3) PCR amplification of linker + FLAGTM from existing construct.

Forward primer design: 5’ – [31bp overhang overlapping with lytC] [19bp overlap with linker] – 3’

Forward primer sequence: 5’ – GGTTGCTAATCAGCTAAAGAATCCAGTTGTAAGCAGAGGCTCACGCGCAC – 3’ (50bp)

Reverse primer design: 5’ – [8bp cap] [6bp BamHI restriction site] [7bp SpeI restriction site] [31bp overlap with FLAGTM and linker sequence] – 3’

Reverse primer sequence: 5’ – GTTTCTTCGGATCCACTAGTATTATTATTTATCATCATCATCTTTATAATCG – 3’ (52bp)

NB. This reverse primer was originally intended to allow PCR addition of a BamHI site to the 3’ end of the construct.
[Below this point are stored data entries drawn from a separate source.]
PR #6414, opened 2019-07-09
SSL vs. TLS consistency and clarification in documentation

joelhans:
##### Summary

With TLS landing in the stable v1.16.0 release I wanted to make sure that we're being clear and as consistent as possible about the fact that we're using TLS 1.2 as the encryption protocol, not any of the obsolete SSL protocols.

The fact that "SSL" is colloquially used to refer to any encrypted web connection—it's kind of like "Kleenex" being used for any brand of tissue—complicates this a bit. In certain places I try to ease the transition with `TLS/SSL`, but in my opinion we should be consistent in using `TLS` whenever possible, as that is technically correct.

##### Component Name

docs

##### Additional Information

I've also included some grammatical/stylistic fixes to the areas relevant to TLS.

In an ideal world, any references in configuration files are changed from `ssl` to `tls`, but that's probably a huge project without any real value for the user. For example:

```
[stream]
    destination = host:port:SSL #old
    destination = host:port:TLS #new
```

### DIFF
--- a/docs/Running-behind-nginx.md
+++ b/docs/Running-behind-nginx.md
@@ -119,10 +119,9 @@ Using the above, you access Netdata on the backend servers, like this:
 
 ### Using TLS communication
 
-In case the Netdata web server has been [configured to use TLS](../web/server/#enabling-tls-support),
-you must also encrypt the communication between Nginx and Netdata.
+In case Netdata's web server has been [configured to use TLS](../web/server/#enabling-tls-support), you must also encrypt the communication between Nginx and Netdata.
 
-To enable encryption, first [enable SSL on nginx](http://nginx.org/en/docs/http/configuring_https_servers.html) and then put the following in the location section of the Nginx configuration:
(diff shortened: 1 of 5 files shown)


docs/Running-behind-nginx.md
```diff
@@ -133,15 +132,15 @@ If nginx is not configured as described here, you will probably receive the erro
...
+Create an authentication file to enable basic authentication via Nginx. Do not use authentication without having first [enabled TLS](#using-tls-communication)!
+
+If you don't have an authentication file, you can use the following command:
 
 ```
 printf "yourusername:$(openssl passwd -apr1)" > /etc/nginx/passwords
 ```
 
-And enable the authentication inside your server directive:
+And thenenable the authentication inside your server directive:
```
vlvkobal: A missed whitespace `then enable`

joelhans: Got it. Thanks!

cakrit:
I'll approve when @vlvkobal and @thiagoftsm approve.

joelhans:
@thiagoftsm: Fixed that sentence you requested!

This would allow it to be ligated into the multiple cloning site of integration vector pDG1661. That function was never pursued and the primer was recycled for use here.

4) Overlapping PCR linking products from steps 2 and 3.

5) Ligation into standard backbone pSB1C3.

Following successful PCR the PCR product and pSB1C3 were digested with XbaI and SpeI. The two digestion products were then ligated together.